Dataset entries:
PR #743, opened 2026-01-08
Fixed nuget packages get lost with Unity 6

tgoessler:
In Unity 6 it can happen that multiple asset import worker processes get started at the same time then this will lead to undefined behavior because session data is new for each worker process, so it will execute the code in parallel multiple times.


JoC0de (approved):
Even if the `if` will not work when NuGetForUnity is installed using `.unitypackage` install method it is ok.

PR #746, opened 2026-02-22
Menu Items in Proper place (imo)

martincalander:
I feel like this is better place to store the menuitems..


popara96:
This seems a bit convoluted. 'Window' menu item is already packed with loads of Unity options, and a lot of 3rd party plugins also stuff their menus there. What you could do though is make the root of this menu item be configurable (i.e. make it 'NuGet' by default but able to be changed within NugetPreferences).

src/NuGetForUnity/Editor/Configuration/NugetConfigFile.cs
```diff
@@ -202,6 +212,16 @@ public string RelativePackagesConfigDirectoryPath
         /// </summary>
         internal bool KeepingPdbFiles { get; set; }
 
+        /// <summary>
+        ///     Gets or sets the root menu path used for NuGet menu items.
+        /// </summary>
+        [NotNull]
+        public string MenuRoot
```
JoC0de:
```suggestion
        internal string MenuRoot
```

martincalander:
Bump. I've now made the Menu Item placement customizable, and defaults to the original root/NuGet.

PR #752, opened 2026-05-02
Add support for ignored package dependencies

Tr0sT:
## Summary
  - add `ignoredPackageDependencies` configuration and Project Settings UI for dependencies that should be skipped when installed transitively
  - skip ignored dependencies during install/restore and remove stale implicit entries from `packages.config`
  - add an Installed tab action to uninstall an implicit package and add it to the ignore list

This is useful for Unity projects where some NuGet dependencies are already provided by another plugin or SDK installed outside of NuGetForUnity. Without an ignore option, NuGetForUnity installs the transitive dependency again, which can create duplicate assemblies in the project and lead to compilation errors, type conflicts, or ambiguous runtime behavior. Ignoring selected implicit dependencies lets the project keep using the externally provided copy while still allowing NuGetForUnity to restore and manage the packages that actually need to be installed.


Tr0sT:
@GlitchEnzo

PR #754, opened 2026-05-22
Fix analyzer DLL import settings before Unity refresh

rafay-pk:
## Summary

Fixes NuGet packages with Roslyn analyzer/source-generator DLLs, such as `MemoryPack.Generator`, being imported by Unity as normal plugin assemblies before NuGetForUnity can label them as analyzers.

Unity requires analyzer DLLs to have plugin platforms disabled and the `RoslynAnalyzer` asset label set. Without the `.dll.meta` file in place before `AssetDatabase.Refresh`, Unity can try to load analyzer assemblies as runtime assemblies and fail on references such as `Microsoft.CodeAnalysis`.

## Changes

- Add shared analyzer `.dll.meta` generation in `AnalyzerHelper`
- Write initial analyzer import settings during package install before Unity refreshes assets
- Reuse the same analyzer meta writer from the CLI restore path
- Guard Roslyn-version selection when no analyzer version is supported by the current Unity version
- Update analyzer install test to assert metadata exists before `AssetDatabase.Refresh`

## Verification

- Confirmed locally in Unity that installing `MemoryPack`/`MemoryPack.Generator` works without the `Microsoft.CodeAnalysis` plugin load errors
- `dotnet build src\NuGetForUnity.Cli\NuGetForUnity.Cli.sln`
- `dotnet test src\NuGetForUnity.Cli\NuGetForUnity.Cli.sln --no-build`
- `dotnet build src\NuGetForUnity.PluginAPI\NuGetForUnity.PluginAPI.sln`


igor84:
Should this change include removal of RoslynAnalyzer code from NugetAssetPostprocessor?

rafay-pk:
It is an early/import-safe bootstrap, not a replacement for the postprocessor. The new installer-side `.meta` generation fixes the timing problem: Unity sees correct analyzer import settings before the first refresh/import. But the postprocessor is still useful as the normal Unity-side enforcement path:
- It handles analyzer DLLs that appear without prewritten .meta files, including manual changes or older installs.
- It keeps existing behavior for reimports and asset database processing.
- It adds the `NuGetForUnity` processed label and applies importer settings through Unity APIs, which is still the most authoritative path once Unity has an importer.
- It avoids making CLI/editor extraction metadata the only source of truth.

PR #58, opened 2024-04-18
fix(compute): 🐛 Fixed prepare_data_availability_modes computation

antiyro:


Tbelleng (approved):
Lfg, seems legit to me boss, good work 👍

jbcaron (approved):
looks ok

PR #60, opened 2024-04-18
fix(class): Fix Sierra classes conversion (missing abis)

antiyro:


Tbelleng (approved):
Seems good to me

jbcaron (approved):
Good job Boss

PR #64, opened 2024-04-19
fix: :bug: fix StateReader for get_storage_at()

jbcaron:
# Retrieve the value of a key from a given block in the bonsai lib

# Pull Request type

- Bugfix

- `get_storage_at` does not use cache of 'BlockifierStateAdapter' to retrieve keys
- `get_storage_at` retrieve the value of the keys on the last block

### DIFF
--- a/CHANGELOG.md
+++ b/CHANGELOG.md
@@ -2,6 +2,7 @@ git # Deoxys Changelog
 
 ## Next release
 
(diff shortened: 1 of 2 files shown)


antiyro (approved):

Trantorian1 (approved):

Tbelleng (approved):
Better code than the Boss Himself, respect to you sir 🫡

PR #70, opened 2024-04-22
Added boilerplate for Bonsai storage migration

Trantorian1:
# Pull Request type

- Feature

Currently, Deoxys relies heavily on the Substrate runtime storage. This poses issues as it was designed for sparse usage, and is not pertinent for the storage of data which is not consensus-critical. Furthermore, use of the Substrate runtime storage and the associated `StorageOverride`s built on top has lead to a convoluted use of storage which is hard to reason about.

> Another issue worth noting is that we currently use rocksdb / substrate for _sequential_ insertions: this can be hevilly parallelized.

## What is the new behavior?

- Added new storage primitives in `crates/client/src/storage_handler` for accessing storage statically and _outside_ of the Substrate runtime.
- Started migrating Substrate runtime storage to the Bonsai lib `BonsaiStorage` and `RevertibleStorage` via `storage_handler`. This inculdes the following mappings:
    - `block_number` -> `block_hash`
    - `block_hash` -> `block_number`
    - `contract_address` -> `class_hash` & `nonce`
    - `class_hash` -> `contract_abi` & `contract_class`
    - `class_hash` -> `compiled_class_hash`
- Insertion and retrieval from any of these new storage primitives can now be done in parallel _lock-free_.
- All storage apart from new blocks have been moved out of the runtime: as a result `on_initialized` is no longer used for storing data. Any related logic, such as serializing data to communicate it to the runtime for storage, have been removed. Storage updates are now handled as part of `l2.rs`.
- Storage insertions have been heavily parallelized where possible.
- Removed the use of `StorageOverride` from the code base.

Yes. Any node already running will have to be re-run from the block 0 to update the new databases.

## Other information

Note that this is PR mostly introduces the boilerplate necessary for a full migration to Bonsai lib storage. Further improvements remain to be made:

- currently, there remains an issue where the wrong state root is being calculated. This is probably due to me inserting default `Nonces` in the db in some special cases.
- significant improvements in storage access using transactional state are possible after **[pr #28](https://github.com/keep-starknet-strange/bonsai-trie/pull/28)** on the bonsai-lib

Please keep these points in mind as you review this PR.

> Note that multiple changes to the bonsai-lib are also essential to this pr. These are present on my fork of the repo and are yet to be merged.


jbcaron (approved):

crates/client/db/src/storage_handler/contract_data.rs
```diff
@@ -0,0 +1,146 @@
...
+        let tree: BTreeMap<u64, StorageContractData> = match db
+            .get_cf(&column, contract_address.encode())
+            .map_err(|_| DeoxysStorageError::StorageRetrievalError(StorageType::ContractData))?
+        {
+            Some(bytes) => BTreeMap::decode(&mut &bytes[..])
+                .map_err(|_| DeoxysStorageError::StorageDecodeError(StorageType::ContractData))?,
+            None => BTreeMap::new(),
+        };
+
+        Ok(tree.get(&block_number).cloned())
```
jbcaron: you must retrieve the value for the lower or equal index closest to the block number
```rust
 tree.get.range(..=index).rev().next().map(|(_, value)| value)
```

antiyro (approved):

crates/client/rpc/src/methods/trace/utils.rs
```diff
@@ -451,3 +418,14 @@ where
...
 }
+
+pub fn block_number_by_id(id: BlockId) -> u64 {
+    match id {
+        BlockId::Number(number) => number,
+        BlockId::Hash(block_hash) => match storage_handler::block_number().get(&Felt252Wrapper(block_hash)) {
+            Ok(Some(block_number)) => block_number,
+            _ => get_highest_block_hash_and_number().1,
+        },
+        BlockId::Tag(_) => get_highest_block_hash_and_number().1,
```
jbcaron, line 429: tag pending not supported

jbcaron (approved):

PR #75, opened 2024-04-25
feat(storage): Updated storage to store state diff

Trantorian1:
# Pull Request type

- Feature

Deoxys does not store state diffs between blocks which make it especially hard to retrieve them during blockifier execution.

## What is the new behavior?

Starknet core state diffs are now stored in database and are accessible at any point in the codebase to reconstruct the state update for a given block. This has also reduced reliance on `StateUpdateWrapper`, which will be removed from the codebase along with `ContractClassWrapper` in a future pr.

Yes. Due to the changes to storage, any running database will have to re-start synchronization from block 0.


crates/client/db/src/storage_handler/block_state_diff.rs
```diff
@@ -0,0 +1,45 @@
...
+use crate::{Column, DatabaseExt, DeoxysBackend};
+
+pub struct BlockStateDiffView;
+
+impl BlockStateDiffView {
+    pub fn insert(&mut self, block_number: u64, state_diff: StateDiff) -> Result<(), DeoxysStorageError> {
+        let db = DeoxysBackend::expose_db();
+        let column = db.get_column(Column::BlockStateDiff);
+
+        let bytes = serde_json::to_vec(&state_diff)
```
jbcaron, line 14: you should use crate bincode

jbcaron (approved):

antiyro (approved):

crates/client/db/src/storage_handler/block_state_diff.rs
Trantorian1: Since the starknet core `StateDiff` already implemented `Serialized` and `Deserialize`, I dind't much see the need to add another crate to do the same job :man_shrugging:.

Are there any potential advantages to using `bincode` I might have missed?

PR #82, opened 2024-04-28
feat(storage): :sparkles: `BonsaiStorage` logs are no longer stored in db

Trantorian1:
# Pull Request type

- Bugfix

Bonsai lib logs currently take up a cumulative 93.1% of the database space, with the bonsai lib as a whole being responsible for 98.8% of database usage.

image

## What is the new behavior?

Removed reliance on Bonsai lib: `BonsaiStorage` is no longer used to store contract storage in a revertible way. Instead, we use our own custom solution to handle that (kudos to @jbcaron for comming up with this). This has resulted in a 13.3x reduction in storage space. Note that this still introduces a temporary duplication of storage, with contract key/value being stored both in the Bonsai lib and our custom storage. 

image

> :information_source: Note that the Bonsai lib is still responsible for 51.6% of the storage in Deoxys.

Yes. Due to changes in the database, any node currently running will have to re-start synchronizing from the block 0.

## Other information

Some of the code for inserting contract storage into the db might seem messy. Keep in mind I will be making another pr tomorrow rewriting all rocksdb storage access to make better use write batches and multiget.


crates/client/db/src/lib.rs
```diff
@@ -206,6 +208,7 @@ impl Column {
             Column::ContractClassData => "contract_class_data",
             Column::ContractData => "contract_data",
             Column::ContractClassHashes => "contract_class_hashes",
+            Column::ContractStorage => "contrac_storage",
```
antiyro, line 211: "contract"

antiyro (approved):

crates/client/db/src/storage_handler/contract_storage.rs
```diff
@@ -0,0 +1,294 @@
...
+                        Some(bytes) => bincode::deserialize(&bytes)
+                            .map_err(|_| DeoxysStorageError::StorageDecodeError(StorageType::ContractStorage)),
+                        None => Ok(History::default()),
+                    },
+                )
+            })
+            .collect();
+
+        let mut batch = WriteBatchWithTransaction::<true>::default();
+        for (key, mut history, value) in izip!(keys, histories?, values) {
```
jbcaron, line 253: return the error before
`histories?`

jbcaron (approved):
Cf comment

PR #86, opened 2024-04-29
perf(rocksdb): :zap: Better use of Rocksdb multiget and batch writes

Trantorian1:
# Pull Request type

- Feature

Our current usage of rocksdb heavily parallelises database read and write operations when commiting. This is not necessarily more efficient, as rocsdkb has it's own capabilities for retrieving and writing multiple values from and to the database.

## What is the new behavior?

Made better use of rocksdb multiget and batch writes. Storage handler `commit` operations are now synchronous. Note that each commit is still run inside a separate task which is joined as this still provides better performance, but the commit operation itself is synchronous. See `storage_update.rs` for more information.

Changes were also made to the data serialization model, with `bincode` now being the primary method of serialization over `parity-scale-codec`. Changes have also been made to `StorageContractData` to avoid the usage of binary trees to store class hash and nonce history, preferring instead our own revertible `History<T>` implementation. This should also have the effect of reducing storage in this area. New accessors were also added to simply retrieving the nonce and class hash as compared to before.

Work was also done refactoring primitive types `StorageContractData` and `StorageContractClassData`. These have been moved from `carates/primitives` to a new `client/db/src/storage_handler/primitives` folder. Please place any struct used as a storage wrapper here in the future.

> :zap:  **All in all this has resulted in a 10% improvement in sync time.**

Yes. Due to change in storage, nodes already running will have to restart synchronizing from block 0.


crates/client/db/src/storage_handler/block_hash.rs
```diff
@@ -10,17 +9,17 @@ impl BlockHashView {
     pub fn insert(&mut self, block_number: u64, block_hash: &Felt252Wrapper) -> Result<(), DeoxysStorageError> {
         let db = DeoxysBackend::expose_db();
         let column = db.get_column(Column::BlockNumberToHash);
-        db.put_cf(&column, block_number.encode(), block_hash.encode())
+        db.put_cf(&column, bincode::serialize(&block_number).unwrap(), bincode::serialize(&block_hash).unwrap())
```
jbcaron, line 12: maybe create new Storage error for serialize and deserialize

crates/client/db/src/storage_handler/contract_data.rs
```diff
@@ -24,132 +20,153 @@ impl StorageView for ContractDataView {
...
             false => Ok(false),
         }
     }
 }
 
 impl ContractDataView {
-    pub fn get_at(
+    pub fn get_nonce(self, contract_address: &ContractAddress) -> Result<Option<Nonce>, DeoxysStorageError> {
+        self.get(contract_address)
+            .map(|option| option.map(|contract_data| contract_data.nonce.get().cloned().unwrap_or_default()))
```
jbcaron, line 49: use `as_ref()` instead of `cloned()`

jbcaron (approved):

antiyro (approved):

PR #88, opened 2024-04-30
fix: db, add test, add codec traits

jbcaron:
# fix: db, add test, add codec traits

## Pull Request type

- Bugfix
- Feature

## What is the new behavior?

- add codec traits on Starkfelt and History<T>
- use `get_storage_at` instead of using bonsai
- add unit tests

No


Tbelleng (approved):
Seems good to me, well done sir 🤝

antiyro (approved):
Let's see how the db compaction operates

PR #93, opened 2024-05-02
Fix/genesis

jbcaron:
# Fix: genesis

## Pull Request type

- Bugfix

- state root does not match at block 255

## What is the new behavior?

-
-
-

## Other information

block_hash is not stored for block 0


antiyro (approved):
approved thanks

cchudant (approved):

TO DO: Copy exactly the lines from the top of the entries through the line with "Menu Items in Proper place (imo)" in it, please, keeping both ends and adding nothing.

WRITTEN REPLY:
PR #743, opened 2026-01-08
Fixed nuget packages get lost with Unity 6

tgoessler:
In Unity 6 it can happen that multiple asset import worker processes get started at the same time then this will lead to undefined behavior because session data is new for each worker process, so it will execute the code in parallel multiple times.


JoC0de (approved):
Even if the `if` will not work when NuGetForUnity is installed using `.unitypackage` install method it is ok.

PR #746, opened 2026-02-22
Menu Items in Proper place (imo)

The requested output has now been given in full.